REQUIRED ACTION >>
Repeat the lines below exactly as written, please, from the line with "self._values.fill(0)" to the line with "same length as", both lines included, and no others.

MATERIALS PROVIDED >>
────

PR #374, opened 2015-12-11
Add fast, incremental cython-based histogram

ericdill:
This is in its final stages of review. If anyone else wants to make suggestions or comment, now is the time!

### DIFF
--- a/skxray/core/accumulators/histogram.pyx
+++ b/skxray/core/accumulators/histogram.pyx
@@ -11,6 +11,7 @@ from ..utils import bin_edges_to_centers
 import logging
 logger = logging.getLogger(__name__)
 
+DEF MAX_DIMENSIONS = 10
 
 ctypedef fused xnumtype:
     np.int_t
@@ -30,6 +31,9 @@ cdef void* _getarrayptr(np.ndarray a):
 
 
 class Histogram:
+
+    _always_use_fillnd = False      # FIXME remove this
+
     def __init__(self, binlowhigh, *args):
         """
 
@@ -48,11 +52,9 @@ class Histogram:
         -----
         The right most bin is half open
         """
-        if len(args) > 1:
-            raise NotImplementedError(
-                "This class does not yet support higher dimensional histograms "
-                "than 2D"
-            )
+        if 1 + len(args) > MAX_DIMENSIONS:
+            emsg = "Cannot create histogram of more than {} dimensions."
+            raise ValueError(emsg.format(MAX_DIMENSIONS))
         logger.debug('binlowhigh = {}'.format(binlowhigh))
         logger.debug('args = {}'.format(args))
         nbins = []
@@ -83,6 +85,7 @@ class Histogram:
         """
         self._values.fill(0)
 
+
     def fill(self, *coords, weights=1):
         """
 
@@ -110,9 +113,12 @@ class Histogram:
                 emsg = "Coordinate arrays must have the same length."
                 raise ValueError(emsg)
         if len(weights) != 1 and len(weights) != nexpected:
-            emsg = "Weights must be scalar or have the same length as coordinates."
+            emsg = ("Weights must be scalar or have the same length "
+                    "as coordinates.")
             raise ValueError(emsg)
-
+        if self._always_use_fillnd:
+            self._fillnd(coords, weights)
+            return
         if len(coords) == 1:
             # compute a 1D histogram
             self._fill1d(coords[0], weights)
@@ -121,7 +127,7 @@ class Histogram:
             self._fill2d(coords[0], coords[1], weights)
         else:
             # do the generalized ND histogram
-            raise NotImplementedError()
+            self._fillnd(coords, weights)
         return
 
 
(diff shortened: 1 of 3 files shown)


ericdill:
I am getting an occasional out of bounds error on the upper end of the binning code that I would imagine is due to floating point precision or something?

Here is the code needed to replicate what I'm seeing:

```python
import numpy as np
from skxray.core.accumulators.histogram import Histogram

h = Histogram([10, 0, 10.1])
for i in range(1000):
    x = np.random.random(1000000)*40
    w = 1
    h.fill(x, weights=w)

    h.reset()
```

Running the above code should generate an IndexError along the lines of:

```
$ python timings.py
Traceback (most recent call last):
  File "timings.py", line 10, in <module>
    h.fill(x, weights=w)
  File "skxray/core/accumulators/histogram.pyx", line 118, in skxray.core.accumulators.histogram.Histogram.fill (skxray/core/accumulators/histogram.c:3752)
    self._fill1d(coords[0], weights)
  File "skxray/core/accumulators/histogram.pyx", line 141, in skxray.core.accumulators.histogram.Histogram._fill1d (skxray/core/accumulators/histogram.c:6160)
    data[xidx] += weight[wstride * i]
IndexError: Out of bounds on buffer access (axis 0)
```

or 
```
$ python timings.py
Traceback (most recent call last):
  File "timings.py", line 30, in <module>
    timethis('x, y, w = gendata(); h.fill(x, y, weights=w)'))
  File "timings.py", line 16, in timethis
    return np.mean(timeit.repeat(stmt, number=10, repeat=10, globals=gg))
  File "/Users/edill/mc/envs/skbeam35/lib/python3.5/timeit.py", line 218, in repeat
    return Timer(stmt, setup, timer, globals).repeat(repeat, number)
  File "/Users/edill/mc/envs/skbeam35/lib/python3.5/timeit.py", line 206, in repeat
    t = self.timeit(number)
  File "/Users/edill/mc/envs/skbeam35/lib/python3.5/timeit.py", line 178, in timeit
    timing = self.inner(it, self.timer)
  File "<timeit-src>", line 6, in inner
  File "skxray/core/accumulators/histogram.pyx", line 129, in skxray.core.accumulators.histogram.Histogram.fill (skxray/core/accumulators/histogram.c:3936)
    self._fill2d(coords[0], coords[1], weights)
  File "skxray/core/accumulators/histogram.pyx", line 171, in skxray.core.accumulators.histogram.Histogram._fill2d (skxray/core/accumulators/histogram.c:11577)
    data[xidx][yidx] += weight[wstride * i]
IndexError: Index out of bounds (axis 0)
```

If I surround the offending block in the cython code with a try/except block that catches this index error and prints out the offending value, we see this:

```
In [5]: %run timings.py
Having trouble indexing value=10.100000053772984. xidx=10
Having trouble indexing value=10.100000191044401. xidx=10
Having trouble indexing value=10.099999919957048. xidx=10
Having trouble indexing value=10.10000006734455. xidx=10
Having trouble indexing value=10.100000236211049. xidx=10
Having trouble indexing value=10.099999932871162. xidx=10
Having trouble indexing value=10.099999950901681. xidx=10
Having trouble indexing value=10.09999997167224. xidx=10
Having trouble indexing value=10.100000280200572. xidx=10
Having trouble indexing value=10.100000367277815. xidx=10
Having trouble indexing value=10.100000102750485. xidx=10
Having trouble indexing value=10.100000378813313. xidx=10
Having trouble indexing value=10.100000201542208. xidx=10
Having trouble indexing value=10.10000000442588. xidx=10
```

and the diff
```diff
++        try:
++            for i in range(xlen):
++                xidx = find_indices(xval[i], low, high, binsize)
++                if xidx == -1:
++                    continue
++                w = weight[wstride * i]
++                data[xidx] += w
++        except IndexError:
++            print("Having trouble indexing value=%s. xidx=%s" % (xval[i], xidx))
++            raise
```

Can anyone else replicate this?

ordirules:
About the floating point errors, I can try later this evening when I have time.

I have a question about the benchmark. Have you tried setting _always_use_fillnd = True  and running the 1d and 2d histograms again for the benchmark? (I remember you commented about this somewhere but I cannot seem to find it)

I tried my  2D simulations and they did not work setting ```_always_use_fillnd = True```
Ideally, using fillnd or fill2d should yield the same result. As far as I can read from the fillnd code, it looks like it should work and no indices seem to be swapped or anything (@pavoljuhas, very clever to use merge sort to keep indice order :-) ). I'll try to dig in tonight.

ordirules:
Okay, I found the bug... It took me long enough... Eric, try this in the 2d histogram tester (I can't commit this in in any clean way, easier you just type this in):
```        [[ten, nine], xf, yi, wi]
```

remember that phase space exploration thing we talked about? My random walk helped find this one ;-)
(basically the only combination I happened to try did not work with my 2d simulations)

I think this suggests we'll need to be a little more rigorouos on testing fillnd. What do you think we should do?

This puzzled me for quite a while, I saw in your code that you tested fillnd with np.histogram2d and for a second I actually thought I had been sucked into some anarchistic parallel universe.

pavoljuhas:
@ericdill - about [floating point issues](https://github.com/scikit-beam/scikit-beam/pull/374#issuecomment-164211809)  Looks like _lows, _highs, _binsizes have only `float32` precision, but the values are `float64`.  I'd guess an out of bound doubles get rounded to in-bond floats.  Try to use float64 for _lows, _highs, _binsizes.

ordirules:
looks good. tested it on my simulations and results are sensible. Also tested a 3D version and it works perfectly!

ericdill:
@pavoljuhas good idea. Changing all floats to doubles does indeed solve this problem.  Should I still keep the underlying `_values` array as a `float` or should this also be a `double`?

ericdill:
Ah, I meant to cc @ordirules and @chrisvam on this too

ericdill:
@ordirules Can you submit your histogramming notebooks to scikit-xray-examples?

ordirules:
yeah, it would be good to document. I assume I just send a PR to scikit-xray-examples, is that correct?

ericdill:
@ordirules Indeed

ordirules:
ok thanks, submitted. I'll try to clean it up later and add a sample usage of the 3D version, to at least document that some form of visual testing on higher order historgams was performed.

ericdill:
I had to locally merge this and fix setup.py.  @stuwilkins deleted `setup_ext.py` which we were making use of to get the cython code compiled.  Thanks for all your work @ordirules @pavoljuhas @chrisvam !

────

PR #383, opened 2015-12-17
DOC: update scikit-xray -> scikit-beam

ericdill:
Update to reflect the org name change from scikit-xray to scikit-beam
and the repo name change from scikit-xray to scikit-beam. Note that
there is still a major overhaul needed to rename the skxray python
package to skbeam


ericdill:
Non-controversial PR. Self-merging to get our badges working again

────

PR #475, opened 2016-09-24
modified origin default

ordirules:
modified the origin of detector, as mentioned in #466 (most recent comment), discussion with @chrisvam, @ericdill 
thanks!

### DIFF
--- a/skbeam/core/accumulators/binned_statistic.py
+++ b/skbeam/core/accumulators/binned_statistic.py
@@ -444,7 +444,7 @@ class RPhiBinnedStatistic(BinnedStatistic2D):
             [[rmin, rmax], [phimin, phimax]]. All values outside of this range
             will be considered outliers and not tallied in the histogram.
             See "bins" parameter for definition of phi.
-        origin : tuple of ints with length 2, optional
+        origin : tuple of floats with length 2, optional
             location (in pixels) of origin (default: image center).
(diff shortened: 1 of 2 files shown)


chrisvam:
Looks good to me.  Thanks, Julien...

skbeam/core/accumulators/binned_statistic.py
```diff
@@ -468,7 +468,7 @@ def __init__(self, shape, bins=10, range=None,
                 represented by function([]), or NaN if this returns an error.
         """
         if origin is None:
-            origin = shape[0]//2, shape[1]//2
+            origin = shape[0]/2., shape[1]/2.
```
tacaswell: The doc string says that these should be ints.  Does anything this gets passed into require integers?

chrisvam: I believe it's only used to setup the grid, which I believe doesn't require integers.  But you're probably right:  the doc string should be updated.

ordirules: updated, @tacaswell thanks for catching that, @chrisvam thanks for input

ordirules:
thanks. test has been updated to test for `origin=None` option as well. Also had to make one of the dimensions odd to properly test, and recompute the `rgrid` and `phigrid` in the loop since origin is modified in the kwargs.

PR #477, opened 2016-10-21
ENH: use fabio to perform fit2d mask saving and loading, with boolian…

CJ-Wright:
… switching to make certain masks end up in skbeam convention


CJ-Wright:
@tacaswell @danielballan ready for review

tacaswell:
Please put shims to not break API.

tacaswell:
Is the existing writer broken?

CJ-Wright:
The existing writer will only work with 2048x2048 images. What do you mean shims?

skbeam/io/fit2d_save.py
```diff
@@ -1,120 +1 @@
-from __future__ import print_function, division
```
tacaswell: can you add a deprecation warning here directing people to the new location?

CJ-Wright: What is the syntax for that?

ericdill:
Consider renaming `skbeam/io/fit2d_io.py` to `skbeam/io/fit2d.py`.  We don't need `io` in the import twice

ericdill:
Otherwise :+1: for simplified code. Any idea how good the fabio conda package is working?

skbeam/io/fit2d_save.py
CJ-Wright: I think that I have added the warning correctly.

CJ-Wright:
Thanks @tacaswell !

────

SOLUTION TO THIS EXERCISE >>
         self._values.fill(0)
 
+
     def fill(self, *coords, weights=1):
         """
 
@@ -110,9 +113,12 @@ class Histogram:
                 emsg = "Coordinate arrays must have the same length."
                 raise ValueError(emsg)
         if len(weights) != 1 and len(weights) != nexpected:
-            emsg = "Weights must be scalar or have the same length as coordinates."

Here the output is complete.